Question

examine whether(2-root2) (2+root2) are rational or irrational​

Answer 1

Answer:

Step-by-step explanation:

(2-root2) (2+root2)

(a+b) (a-b) =a²-b²

2²-(root2)²

4-2=2

That is rational number.

Answer 2

Question: Examine whether $(2-\sqrt{2} )(2+\sqrt{2} )$ is rational or irrational.

Answer:

The expression $(2-\sqrt{2} )(2+\sqrt{2} )$ is rational.

Step-by-step explanation:

Irrational number: The number which cannot be written in the p/q form, q≠0, where p and q are integers.

Rational number: The number which can be written in the p/q form, q≠0, where p and q are integers.

Recall the identity,

$(a+b)(a-b)=a^2-b^2$

Step 1 of 1

As we know that,

The number 2 is a rational number and the number $\sqrt{2}$ is an irrational number.
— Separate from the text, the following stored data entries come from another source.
PR #452, opened 2026-05-18
fixup: dll name mismatch on windows

MaikeR-TV:
Since cargo_build produces scylla_cpp_driver.dll and .lib on shared build, when the "INSTALL_NAME"s are changed to scylla-cpp-driver, this will lead to "dll not found" errors when trying to run the final executable. While after the build, we could rename the dll again to circumvent the startup issue, this leaves a Conan CMakeDeps warning

fixes: `-- DLL library not found, creating UNKNOWN IMPORTED target, searched for: scylla-cpp-driver`
fixes: `dll not found` on startup

## Pre-review checklist


scylla-rust-wrapper/CMakeLists.txt
wprzytula, line 1: The naming for libraries with the legacy cpp-driver used hyphens. As we wanted to preserve compatibility, cpp-rs-driver uses hyphens too.

The problem is, cargo outputs dynamic libraries normalized to underscores (not hyphens). Then we copy-rename the artifacts to ones with hyphens.

For Linux, this works because .SONAME is set correctly to hyphens. See `readelf` output:
`0x000000000000000e (SONAME)             Library soname: [libscylla-cpp-driver.so.1]`

Windows doesn't have an equivalent of `.SONAME`, and the name the linker uses seems to be determined by the original cargo output (with underscores), not by the copied target (with hyphens).

Your fix breaks the assumption that the artifacts use hyphens, which is most likely a deviation from cpp-driver. Also, it introduces discrepancy between Windows (underscores) and Linux (hyphens).

wprzytula: @MaikeR-TV WDYT?

MaikeR-TV: I understand that having differences between different OS and also between the old vs. new driver is problematic.
For us though, the rename seems to break the conan-cmake integration flow into our apps.

Since cargo doesn't support names with hyphens, we'll need to find another solution.
Could make this change configurable to allow the name to be overwritten.

wprzytula: We're considering breaking the backwards naming compatibility by changing the library name for all platforms to `scylla` or `scylladb`, similarly to the original driver's name (`cassandra`). So no hyphens nor underscores.
Do you think this will affect users badly? Will switching the library name be mostly seamless?

MaikeR-TV: For us it should work just fine with a different name as long as the correct name is set in cmake so it can be resolved by conan.

wprzytula: #464 This describes what I'm going to do to fix this problem.

MaikeR-TV: Thank you.
I will close this PR.

PR #378, opened 2023-05-23
SW-3633 PopoverMultiSelect Component

charlie-tf:
- enhance the existing Popover with a renderer prop
- keep track of multiple selection
- left, center, and right menu alignment
- callback on selection change

image


src/components/ButtonDropdownSelect/index.tsx
```diff
@@ -0,0 +1,88 @@
...
+import { IconName } from '../Icon/icons';
+import Button from '../Button/Button';
+import Icon from '../Icon/Icon';
+import './styles.scss';
+
+type ButtonDropdownSelectProps = {
+  id: string;
+  options: DropdownItem[];
+  initialSelection: DropdownItem[];
+  onChange: (selection: DropdownItem[]) => void;
```
karthikbtf, line 13: Values alone should be enough? Dropdown items have more semantics (rendered label etc..)

src/components/ButtonDropdownSelect/index.tsx
```diff
@@ -0,0 +1,88 @@
...
+  return <>
+    {buttonStyle === 'terraware' ? (
+      <Button onClick={handleClick} label={buttonLabel} icon={buttonIcon} disabled={disabled}/>
+    ) : (
+      <button onClick={handleClick} className='button-dropdown-select__plain-button' disabled={disabled}>
+        {buttonIcon && <Icon name={buttonIcon} size='small' className='plain-button__icon'/>}
+        {buttonLabel && <Typography className='plain-button__label'>{buttonLabel}</Typography>}
+      </button>
+    )}
+    <Menu
```
karthikbtf, line 59: Thoughts on using the existing [popover component](https://github.com/terraware/web-components/blob/main/src/components/PopoverMenu/Popover.tsx)? We could enhance that with a an optional renderer prop (for the label/check, etc.).
If it's not feasible, that's fine.

karthikbtf (commented):
This looks cool!
Just a thought/question - should this be a dedicated layers component in terraware-web - supported by some enhancements to the Popover component in web-components?

src/components/ButtonDropdownSelect/index.tsx
charlie-tf: Okay, I changed this and I like it much more. I kept the component here, feeling it is generic enough for general use. The Popover component was used, with an enhancement for custom item rendering as you suggested.

charlie-tf: I'll create the MapLayerSelect as a component in terraware-web, built on this

karthikbtf: > Okay, I changed this and I like it much more. I kept the component here, feeling it is generic enough for general use. The Popover component was used, with an enhancement for custom item rendering as you suggested.

Thanks for following up @charlie-tf - I will take a look

src/components/PopoverMenu/Popover.tsx
```diff
@@ -76,7 +78,7 @@ export default function PopoverDropdown(props: PopoverProps): JSX.Element {
                   sx={itemStyles(item.type)}
                   disableRipple={true}
                 >
-                  {item.label}
+                  {itemRenderer ? itemRenderer(item) : item.label}
```
karthikbtf, line 81: nice, thanks!

src/components/PopoverMenuMultiSelect/index.tsx
```diff
@@ -0,0 +1,66 @@
...
+  anchorElement: HTMLElement | null;
+  initialSelection: any[];
+  menuAlign?: 'left' | 'center' | 'right';
+  onChange: (selection: any[]) => void;
+  options: any[];
+  optionRenderer: (option: any) => string;
+  setAnchorElement: React.Dispatch<React.SetStateAction<HTMLElement | null>>;
+};
+
+export default function PopoverMenuMultiSelect(props: PopoverMenuMultiSelectProps): JSX.Element {
```
karthikbtf, line 18: thanks for the rename, this is more apt for sure

src/components/PopoverMenuMultiSelect/index.tsx
```diff
@@ -0,0 +1,66 @@
...
+import Popover from '../PopoverMenu/Popover';
+
+export type PopoverMenuMultiSelectProps = {
+  anchorElement: HTMLElement | null;
+  initialSelection: any[];
+  menuAlign?: 'left' | 'center' | 'right';
+  onChange: (selection: any[]) => void;
+  options: any[];
+  optionRenderer: (option: any) => string;
+  setAnchorElement: React.Dispatch<React.SetStateAction<HTMLElement | null>>;
```
karthikbtf, line 15: ok to make this a `(anchorEl: HTMLElement) => void` .. not a huge fan of exposing underling mechanics of how the anchor element is set

src/components/PopoverMenuMultiSelect/index.tsx
```diff
@@ -0,0 +1,66 @@
...
+import Icon from '../Icon/Icon';
+import './styles.scss';
+import Popover from '../PopoverMenu/Popover';
+
+export type PopoverMenuMultiSelectProps = {
+  anchorElement: HTMLElement | null;
+  initialSelection: any[];
+  menuAlign?: 'left' | 'center' | 'right';
+  onChange: (selection: any[]) => void;
+  options: any[];
```
karthikbtf, line 13: use DropdownItem prop and only send values back? Same for initial selection. The labels are not required for selection.

src/components/PopoverMenuMultiSelect/index.tsx
```diff
@@ -0,0 +1,66 @@
...
+      if (itemIndex >= 0) {
+        removeFromSelection(itemIndex);
+      } else {
+        addToSelection(item.value);
+      }
+    }}
+    anchorElement={anchorElement}
+    setAnchorElement={setAnchorElement}
+    itemRenderer={(item) => {
+      const itemFound = selection.find((s) => s === item.value);
```
karthikbtf, line 54: rename itemFound to selected or something like that?

karthikbtf (commented):
This looks great, thanks for simplifying this
A few suggestions, would like to hear your thoughts and then I can review again.

karthikbtf (approved):
Approving since the suggestions were mostly cosmetic. Functionally good 👍 
Might be good to change the PR title.

charlie-tf:
> Approving since the suggestions were mostly cosmetic. Functionally good 👍 Might be good to change the PR title.

Thanks for the review @karthikbtf !

src/components/PopoverMenuMultiSelect/index.tsx
charlie-tf: I think I'll rename it to `PopoverMultiSelect`. It does not quite line up with the `PopoverMenu` component, which also renders an anchor. Rather, it is a wrapper around `Popover`

src/components/PopoverMenuMultiSelect/index.tsx
charlie-tf: I changed options to `Section[]` to match the `Popover` api, but I left `initialSelection` as an `any[]`, since that matches the type of the `onChange` callback argument.

karthikbtf: That seems like the right thing to do 👍 
Changes look great, thanks for the iterations!! 🎉

PR #381, opened 2023-05-25
Remove DatePicker change on useEffect

karthikbtf:
- Added this yesterday because of a react compile warning
- It is causing issues reported by Alex
- was able to test this locally
- guessing it was left out earlier for the same reason


charlie-tf (approved):
LGTM

PR #382, opened 2023-05-25
SW-3632 Slider Component

charlie-tf:
- Create a Slider component
- Wraps a basic MUI Slider and adds TW styling

image

### DIFF
--- a/src/stories/Slider.stories.tsx
+++ b/src/stories/Slider.stories.tsx
@@ -1,0 +1,57 @@
+import { Story } from '@storybook/react';
+import React from 'react';
+import { Box } from '@mui/material';
+import Slider, { SliderProps } from '../components/Slider';
+
+export default {
+  title: 'Slider',
+  component: Slider,
+};
+
+const Template: Story<SliderProps> = (args) => {
+  return <Box height='100vh' display='flex' alignItems='center'>
+    <Slider {...args} />
+  </Box>;
+};
+
+export const Default = Template.bind({});
+
+export const SnapToMark = Template.bind({});
+
+const marks = [
+  {
+    label: '0%',
+    value: 0,
+  },
+  {
+    label: '25%',
+    value: 25,
+  },
+  {
+    label: '50%',
+    value: 50,
+  },
+  {
+    label: '75%',
+    value: 75,
+  },
+  {
+    label: '100%',
+    value: 100,
+  },
+];
+
+Default.args = {
+  defaultValue: 50,
+  min: 0,
+  max: 100,
+  step: 1,
+  marks,
+  valueLabelDisplay: 'auto',
+};
+
+SnapToMark.args = {
+  defaultValue: 50,
+  marks,
+  valueLabelDisplay: 'auto',
+};
--- a/src/stories/Slider.stories.tsx
+++ b/src/stories/Slider.stories.tsx
@@ -52,5 +52,4 @@ SnapToMark.args = {
   defaultValue: 50,
   marks,
   valueLabelDisplay: 'auto',
-  onChange: (value) => alert(`Power level at ${value}%`)
 };
--- a/src/stories/Slider.stories.tsx
+++ b/src/stories/Slider.stories.tsx
@@ -52,4 +52,5 @@ SnapToMark.args = {
   defaultValue: 50,
   marks,
   valueLabelDisplay: 'auto',
+  onChange: (value) => alert(`Power level at ${value}%`),
 };
--- a/src/stories/Slider.stories.tsx
+++ b/src/stories/Slider.stories.tsx
@@ -54,4 +54,5 @@ SnapToMark.args = {
   defaultValue: 50,
   marks,
   valueLabelDisplay: 'auto',
+  onChange: (value) => alert(`Power level at ${value}%`)
 };
--- a/src/stories/Slider.stories.tsx
+++ b/src/stories/Slider.stories.tsx
@@ -24,7 +24,6 @@ const marks = [
     value: 0,
   },
   {
-    label: '25%',
     value: 25,
   },
   {
@@ -32,7 +31,6 @@ const marks = [
     value: 50,
   },
   {
-    label: '75%',
     value: 75,
   },
   {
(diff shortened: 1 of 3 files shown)


karthikbtf:
This looks nice @charlie-tf 
We don't want intermediate stops (between marks) - can we try to snap it to nearest mark? Wondering if there is an option.

charlie-tf:
>We don't want intermediate stops (between marks) - can we try to snap it to nearest mark? Wondering if there is an option.

@karthikbtf Yup! There's a second story that illustrates that case.

karthikbtf:
> > We don't want intermediate stops (between marks) - can we try to snap it to nearest mark? Wondering if there is an option.
> 
> @karthikbtf Yup! There's a second story that illustrates that case.

Awesome, missed that, can we remove the pop-up? Not able to test the sliding/snap behavior.

src/stories/Slider.stories.tsx
```diff
@@ -0,0 +1,56 @@
...
+  step: 1,
+  marks,
+  valueLabelDisplay: 'auto',
+};
+
+SnapToMark.args = {
+  defaultValue: 50,
+  marks,
+  valueLabelDisplay: 'auto',
+  onChange: (value) => alert(`Power level at ${value}%`)
```
karthikbtf: not sure why this is kicking in before the drag/snap

charlie-tf:
> > > We don't want intermediate stops (between marks) - can we try to snap it to nearest mark? Wondering if there is an option.
> > 
> > 
> > @karthikbtf Yup! There's a second story that illustrates that case.
> 
> Awesome, missed that, can we remove the pop-up? Not able to test the sliding/snap behavior.

Yes, I can do that

src/stories/Slider.stories.tsx
```diff
@@ -0,0 +1,56 @@
...
+    label: '100%',
+    value: 100,
+  },
+];
+
+Default.args = {
+  defaultValue: 50,
+  min: 0,
+  max: 100,
+  step: 1,
```
karthikbtf, line 46: does this influence the snap? absence of step = snap to mark?

karthikbtf (approved):
Looks good, a few questions.

src/stories/Slider.stories.tsx
charlie-tf: Yes, it snaps to mark if `step` is missing

src/stories/Slider.stories.tsx
charlie-tf: Yeah, i noticed that, too, and wasn't really thrilled about it. I'll dig a little bit to see whether I can change that behavior

src/stories/Slider.stories.tsx
karthikbtf: Thanks 👍  makes sense - that's clever design by Mui. 
I noticed that it doesn't animate the drag.. guessing that's ok but may want to check with Chudo.

src/stories/Slider.stories.tsx
karthikbtf: ignore this comment.. looks like the drag is not animated, maybe mui behavior

karthikbtf: > Yeah, i noticed that, too, and wasn't really thrilled about it. I'll dig a little bit to see whether I can change that behavior

Sounds good, this seems like a good initial version maybe?

charlie-tf: I found a simple fix: using `onChangeCommitted` instead of `onChange` triggers on mouseup, meaning you can slide the slider around before getting the popup. I'll add the popup back in to that story to illustrate.

karthikbtf: Woot!

charlie-tf: Thanks for the callout here. I had just passed it over, but the solution was simple to find

karthikbtf:
It occurred to me, we could use a step of 1 to show the drag animation.. onChangeCommitted we could set the value to the next nearest mark. In case it helps. Looking at the API, didn't find anything obvious. There's another [solution (complex)](https://stackoverflow.com/questions/60663602/material-ui-slider-wont-slide) on stackoverflow. In case any of these help.

The use-case for us will be the various observation dates (YYYY-MM-DD), will we convert them to timestamps in order to set the mark value?

src/stories/Slider.stories.tsx
karthikbtf: Sure 👍 glad they have a prop/callback. The only other thing is showing the drag before the snap, looks like mui has no out-of-box solution for that. We could explore later if Chudo wants, maybe.

karthikbtf:
> It occurred to me, we could use a step of 1 to show the drag animation.. onChangeCommitted we could set the value to the next nearest mark. Looking at the API, didn't find anything obvious. There's another [solution (complex)](https://stackoverflow.com/questions/60663602/material-ui-slider-wont-slide) on stackoverflow. In case any of these help.
> 
> The use-case for us will be the various observation dates (YYYY-MM-DD), will we convert them to timestamps in order to set the mark value?

Fwiw this ^ should not prevent merging. Looks great as it is now 👍

charlie-tf:
> > It occurred to me, we could use a step of 1 to show the drag animation.. onChangeCommitted we could set the value to the next nearest mark. Looking at the API, didn't find anything obvious. There's another [solution (complex)](https://stackoverflow.com/questions/60663602/material-ui-slider-wont-slide) on stackoverflow. In case any of these help.
> > The use-case for us will be the various observation dates (YYYY-MM-DD), will we convert them to timestamps in order to set the mark value?
> 
> Fwiw this ^ should not prevent merging. Looks great as it is now 👍

Yeah, I'll go ahead and merge this, to get on to working on the date picker version of this, and consider the animation solution later. Thanks so much!

charlie-tf:
>The use-case for us will be the various observation dates (YYYY-MM-DD), will we convert them to timestamps in order to set the mark value?

On this point, yes, I was thinking to convert to timestamps for the slider mark values, which will correctly position them relatively on the slider.

PR #390, opened 2023-06-13
Make Slider Value Controllable

charlie-tf:
Allow the consuming component to set the value of the slider.

### DIFF
--- a/src/components/Slider/index.tsx
+++ b/src/components/Slider/index.tsx
@@ -8,6 +8,7 @@ export type SliderMark = {
 
 export type SliderProps = {
   defaultValue?: number;
+  value?: number;
   marks?: SliderMark[];
   min?: number;
   max?: number;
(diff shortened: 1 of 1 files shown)


src/components/Slider/index.tsx
```diff
@@ -43,18 +44,19 @@ export default function Slider(props: SliderProps): JSX.Element {
...
   const [currentValue, setCurrentValue] = useState(defaultValue);
-  const handleChange = (event: React.SyntheticEvent | Event, value: number | number[]) => {
-    if (!Array.isArray(value)) {
-      if (value !== currentValue) {
-        setCurrentValue(value);
-        onChange(value);
+  const handleChange = (event: React.SyntheticEvent | Event, val: number | number[]) => {
+    if (!Array.isArray(val)) {
+      if (val !== currentValue) {
+        setCurrentValue(val);
```
karthikbtf, line 50: do we need the current value?

charlie-tf: Ah, i neglected that. I can probably get rid of it

karthikbtf (approved):
Looks good!

PR #392, opened 2023-06-13
SW-3757 View photos dialog react to initialSelectedSlide prop

karthikbtf:
- the initialSelectedSlide and open useEffects had been merged, which broke the handling of slide change (the handleChange ignores selected slide change)
- separated out the concerns, which was the right thing to do anyways
- also reorganized the code a bit

### DIFF
--- a/src/components/ViewPhotosDialog/index.tsx
+++ b/src/components/ViewPhotosDialog/index.tsx
@@ -50,7 +50,7 @@ export default function ViewPhotosDialog(props: ViewPhotosDialogProps): JSX.Elem
     },
   };
 
-  const handleChange = () => {
+  const handleChange = useCallback(() => {
     if (myCarousel.current) {
       if (myCarousel.current.state.currentSlide + 1 >= photos.length) {
         setIsNextDisabled(true);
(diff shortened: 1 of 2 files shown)


karthikbtf:
I believe this is the right fix (tested in storybook by updating initialSelectedSlide). cc @constanzauanini has more context here.

charlie-tf (approved):
Thanks for doing this

src/components/ViewPhotosDialog/index.tsx
```diff
@@ -68,14 +62,20 @@ export default function ViewPhotosDialog(props: ViewPhotosDialogProps): JSX.Elem
       } else {
         setIsPreviousDisabled(false);
       }
-      setSelectedSlide(myCarousel.current.state.currentSlide);
```
karthikbtf, line 71: This was the primary offender for clients that want to open the modal pointing to a specific slide (specific slide was not honored since this line overrides the specific slide).
Also existing code cannot support opening to a specific slide without using a setTimeout (which is fine for now, we can revisit later).

constanzauanini (approved):

PR #395, opened 2023-06-20
SW-3771 Do Not Conditionally Render Styles Hook

charlie-tf:
- The makeStyles function returns a hook, which must not be conditionally called.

To check: $(2-\sqrt{2} )(2+\sqrt{2} )$ is rational or irrational.

Consider the expression as follows:

$(2-\sqrt{2} )(2+\sqrt{2} )$

Here, $a=2$ and $b=\sqrt{2}$

Simplify the expression using the identity as follows:

⇒ $2^2-(\sqrt{2} )^2$

⇒ $4-2$

⇒ $2$

⇒ $(2-\sqrt{2} )(2+\sqrt{2} )=2$

Notice that the number $2$ is a rational number.

Therefore, the expression $(2-\sqrt{2} )(2+\sqrt{2} )$ is rational.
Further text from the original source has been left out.